(Update: through Saturday night)
This thing has kind of become a moot point of late, what the Great 2008 Dinktease and all, but it's worth remembering what's really important about this season, people: not giving Coiffy McAsshole a lottery pick.
Before we go on, though, I will say that the really bizarre thing about this year's version of our last-gasp push for mediocrity is the fact that we can actually score goals. The Oilers I've come to know and support intermittently are grinders to their very core, gritting out wins with a few well-timed rebounds and some stellar goaltending. Goals were generally scored with all the ease of delivering the one true ring to the molten hellscape in which it was forged, and when opposing teams answered back—it was almost always Joe Sakic, floating into the slot on a fucking cloud and sifting in a shot that looked so natural you would swear to god he's actually the last living descendant of an ancient tribe of people who communicated solely in wrist shots—more or less all hope was lost, unless we could bounce one in off Ryan Smyth's face or something.

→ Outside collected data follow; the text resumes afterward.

PR #4157, opened 2024-06-05
[PM-4371] Implement PRF key rotation

quexten:
## 🎟️ Tracking

https://bitwarden.atlassian.net/browse/PM-4371
https://github.com/bitwarden/clients/pull/9517

## 📔 Objective

Implement key rotation for PRF keys. Fixes prf login causing a temporary, local, vault corruption. For this, we extend the webauthncredentialresponsemodel to include the encrypted public and user key, because the client needs these to rotate the keysets. The private key is not rotated (because it is encrypted with the inaccessible prf key from each registered webauthn prf credential).

Further, we extend the regular key rotation command with the webauthn credentials, containing exactly the new userkey encrypted public key, and the new public key encrypted user key.

A validator and unit tests are included.

## ⏰ Reminders before review

- CI builds passed

## 🦮 Reviewer guidelines


ike-kottlowski (approved):

src/Core/Auth/UserFeatures/UserKey/Implementations/RotateUserKeyCommand.cs
```diff
@@ -99,6 +102,17 @@ public async Task<IdentityResult> RotateUserKeyAsync(User user, RotateUserKeyDat
                     _organizationUserRepository.UpdateForKeyRotation(user.Id, model.OrganizationUsers));
             }
 
+            if (model.WebAuthnKeys.Any())
+            {
+                foreach (var webAuthnCredential in model.WebAuthnKeys)
```
ike-kottlowski, line 107: 🎨 : I think this should be changed to use the `delegate` convention as above. It speeds up the database query since it sends a list.

You'll need to update the `ICredentialRepository` to include 
`UpdateEncryptedDataForKeyRotation UpdateForKeyRotation(UserId id, IEnumerable<WebAuthnCredential> credential)`. 

[Interface example](https://github.com/bitwarden/server/blob/main/src/Core/AdminConsole/Repositories/IOrganizationUserRepository.cs#L53)

[Implementation example](https://github.com/bitwarden/server/blob/97b3f3e7eeb0cfb9d94ba04b54b451dac791a8e1/src/Infrastructure.Dapper/AdminConsole/Repositories/OrganizationUserRepository.cs#L541)

CC: @jlf0dev

ike-kottlowski (changes requested):
I think the call to update the keys in the command needs to be modified.

src/Core/Auth/UserFeatures/UserKey/Implementations/RotateUserKeyCommand.cs
quexten: Also, do we in general collect numbers on the performance of specific routes? I'd imagine user key rotation is comparatively rather rare, so it both shouldn't affect the database load much, nor should it be a problem if it takes a few milliseconds more for the user. (I still plan to make this change, trying to establish the process around optimizations though)

ike-kottlowski: I think our goal is to use [Open Telemetry ](https://contributing.bitwarden.com/architecture/adr/observability-with-opentelemetry) but I don't know at what level it's implemented.

quexten: Need to test the queries a bit more on my end, but I think this is implemented correctly now.

src/Sql/dbo/User Defined Types/WebauthnCredentialRotationDataType.sql
```diff
@@ -0,0 +1,5 @@
+CREATE TYPE [dbo].[WebauthnCredentialRotationDataType] AS TABLE(
```
withinfocus, line 1: @rkac-bw can help work with you on this, but we'd like to stop using custom SQL types.

quexten: So, something more like is done for ciphers?:
https://github.com/bitwarden/server/blob/a1d609b208f37f45bd8cf8d7c22769cd0455b281/src/Infrastructure.Dapper/Vault/Repositories/CipherRepository.cs#L327-L381

withinfocus: Doesn't even need to be that advanced with bulk copy. There's a JSON input that can be used. Robert will have a recent example.

quexten: Adjusted the implementation based on Robert's example. Thanks!

rkac-bw (approved):
LGTM

ike-kottlowski (dismissed):

jlf0dev (dismissed):
Fantastic work! Thank you grabbing this ticket 👏 

I want to mention a minor nit that I would love to see if you have time. We're currently trying to separate the concepts of `WebauthnTwoFactor` and `WebauthnLogin`, we even have a [tech debt ticket](https://bitwarden.atlassian.net/browse/PM-4172?atlOrigin=eyJpIjoiNGQzODI5NWQyODZjNDAyYmI3OWFkYjk4MzY2YWNkMDYiLCJwIjoiaiJ9) to eventually go through the server and address it. If possible, it would be great to have these also renamed as well. Definitely not blocking though!

quexten:
@jlf0dev Renamed the webauthn named types to WebAuthnLogin in the latest commit. (No changes otherwise).

jlf0dev (approved):
Thanks!

jlf0dev (changes requested):
Whoops, some tests are failing

rkac-bw (approved):
lgtm

jlf0dev (approved):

Now, though, when a team comes back from a 3-goal deficit, I almost get excited to see how we'll get out of this one. Will it be some ridiculous, three-dekes-and-a-no-look-pass Hemsky-to-Gagner play? Maybe Joni Pitkanen leading the rush and wiring one over the goalie's shoulder? Or how about a goal-mouth scramble tap-in for old time's sake? These are heady days, if only because being down by two goals isn't an automatic signal to start drinking a lot faster. I still don't think the playoffs are actually a legitimate shot, but hey, at least the highlight packages look good.

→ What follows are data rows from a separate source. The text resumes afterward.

PR #4178, opened 2024-06-12
[AC-1943] Implement provider client invoice report

amorask-bitwarden:
## 🎟️ Tracking

https://bitwarden.atlassian.net/browse/AC-1943

## 📔 Objective

This PR does the following:
- Updates the `ProviderInvoiceItem` SQL objects to fix some missed business logic. Despite these objects not being used in Production yet, I've tried to make the migration backwards compatible and added comments to explain why the changes were necessary. @bitwarden/dept-dbops  Let me know if you see anything funky there. 
- Updates our handler for the `invoice.created` Stripe event to now record `ProviderInvoiceItems` if the event is related to a Provider.
- Adds a handler for the `invoice.finalized` Stripe event to update the `ProviderInvoiceItems` created in the step above with the newly generated invoice number.
- Adds a method to the `ProviderBillingController` that, under the hood, uses [CsvHelper](https://joshclose.github.io/CsvHelper/), to generate the export necessary for download on the client.

Associated `clients` PR: https://github.com/bitwarden/clients/pull/9520

## 📸 Screenshots

Provider creation process and invoice finalization:

https://github.com/bitwarden/server/assets/144709477/d71f9db3-504d-44e7-8bc3-5a802805bef8

Downloading a provider client invoice export for a provider with multiple clients:

https://github.com/bitwarden/server/assets/144709477/20134d73-f6de-4a0c-86fb-320f97478f41

## ⏰ Reminders before review

- CI builds passed

## 🦮 Reviewer guidelines

### DIFF
--- a/src/Sql/Billing/Stored Procedures/ProviderInvoiceItem_Create.sql
+++ b/src/Sql/Billing/Stored Procedures/ProviderInvoiceItem_Create.sql
@@ -7,7 +7,8 @@ CREATE PROCEDURE [dbo].[ProviderInvoiceItem_Create]
     @PlanName NVARCHAR (50),
     @AssignedSeats INT,
     @UsedSeats INT,
-    @Total MONEY
+    @Total MONEY,
+    @Created DATETIME2 (7)
 AS
 BEGIN
     SET NOCOUNT ON
@@ -36,6 +37,6 @@ BEGIN
         @AssignedSeats,
         @UsedSeats,
         @Total,
-        GETUTCDATE()
+        @Created
     )
 END
--- a/src/Sql/Billing/Stored Procedures/ProviderInvoiceItem_Create.sql
+++ b/src/Sql/Billing/Stored Procedures/ProviderInvoiceItem_Create.sql
@@ -8,10 +8,12 @@ CREATE PROCEDURE [dbo].[ProviderInvoiceItem_Create]
     @AssignedSeats INT,
     @UsedSeats INT,
     @Total MONEY,
-    @Created DATETIME2 (7)
+    @Created DATETIME2 (7) = NULL
 AS
 BEGIN
     SET NOCOUNT ON
+
+    SET @Created = COALESCE(@Created, GETUTCDATE())
 
     INSERT INTO [dbo].[ProviderInvoiceItem]
     (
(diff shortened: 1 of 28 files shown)


src/Sql/Billing/Stored Procedures/ProviderInvoiceItem_Create.sql
```diff
@@ -7,7 +7,8 @@ CREATE PROCEDURE [dbo].[ProviderInvoiceItem_Create]
     @PlanName NVARCHAR (50),
     @AssignedSeats INT,
     @UsedSeats INT,
-    @Total MONEY
+    @Total MONEY,
+    @Created DATETIME2 (7)
```
rkac-bw, line 11: This would be a breaking change with EDD as we would not be able to deploy this change independent of the code change, trying to call this stored procedure without the extra parameter. The pattern so far has been to create a new version of the procedure and call that with the new release of the code. With a blue green release this would allow the app servers blue green versions to work against the single db. @withinfocus thoughts?

amorask-bitwarden: @rkac-bw That makes sense. The strange thing about this one is that, in the current state, there actually is no code invoking this SPROC. All of that code is added as part of this PR, so I thought I might be able to just re-create the SPROC as is. That being said, I did forget that the code in this PR would be deployed independently of the migration so if something goes South with the DB migration, the code here would be invoking the old version of the SPROC. I can update these to use V2s.

withinfocus: @rkac-bw that's indeed a solution, albeit more advanced. We can just add a `= NULL` and this would be fine.

rkac-bw: Much cleaner and easier, could even have default value of GETUTCDATE(), either is good by me

amorask-bitwarden: Updated to make `@Created` default to `NULL` for both the updated "Create" and "Update" stored procedures. You can't default a SP parameter to `GETUTCDATE`, so I set it with `COALESCE` in the SP body.

https://github.com/bitwarden/server/pull/4178/commits/b7704dfddda36f6e344daca3ee7bde631fc2d21a

rkac-bw (approved):
lgtm

cturnbull-bitwarden (approved):
🎉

Anyway, with specific regards to the push, it's been a big week. The Oil can now officially do no worse than fourth-worst which, while still in the lottery, is working towards something big, especially since the teams currently occupying fourth- and fifth-worst would need to play better than .500 to pass us. Basically, there's a really good chance we won't finish in the bottom five, which, in my estimation, makes this season a success. Sure, there's a decent chance we might still finish in the bottom six, but hey, I set my sights low at the beginning, and that's where they're going to stay.

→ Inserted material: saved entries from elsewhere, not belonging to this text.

PR #4282, opened 2024-06-26
[AC-2809] Remove unused FlexibleCollections feature flag from Cipher Repository

eliykat:
## 🎟️ Tracking

https://bitwarden.atlassian.net/browse/AC-2809
## 📔 Objective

Now, then, let us sit back and enjoy a new push, the one to finish 9th in the west. If I may re-appropriate some Coolio for you all, there ain't no finish like a high-single-digits finish, cuz a high-single-digits finish is all we've been capable of for the last 12 years.
Oilers: 81 Points (T-10th worst with Florida, Buffalo)
9. Toronto (80 points; 6 games remaining): 1-5-0
8. Chicago (78 points; 7 games remaining): 2-5-0
7. Phoenix (78 points; 6 games remaining): 2-4-0
6. Columbus (77 points; 7 games remaining): 2-4-1
5. NYI (73 points; 7 games remaining): 4-2-1
4. St. Louis (71 points; 8 games remaining): 5-2-1
3. Atlanta (70 points; 5 games remaining): CAN'T PASS US
2. Tampa (66 points; 7 games remaining): CAN'T PASS US
1. LA (66 points; 6 games remaining): CAN'T PASS US
What is this?
While last time out we used the drafting of one potential Russian superstar (which turned out to be a moot point, but whatever) as our mark, being as how the Oilers are currently without our own first round pick, this year's edition takes on a more depressing veneer: keeping a potential number one pick out of the hands of Brian Burke, both for reasons of Oiler fan sanity (ie "WE LOST OUT ON STEVE STAMKOS FOR DUSTIN PENNER?!?!?!?!") and because Burke's a big, stupid fathead who is fat and stupid and has a big head.
Above is the record each team below the Oilers would need to pass them. The trick, though, is that the NHL's draft lottery means that any team in the bottom five has the potential to draft first overall: essentially, to be sure Burke doesn't draft first overall, the Oilers need to finish at least sixth-worst in the league. Also included are teams the Oilers have been ahead of since the beginning of this endeavour, to provide some perspective on just where they might finish.
Thanks to James Mirtle for the original idea.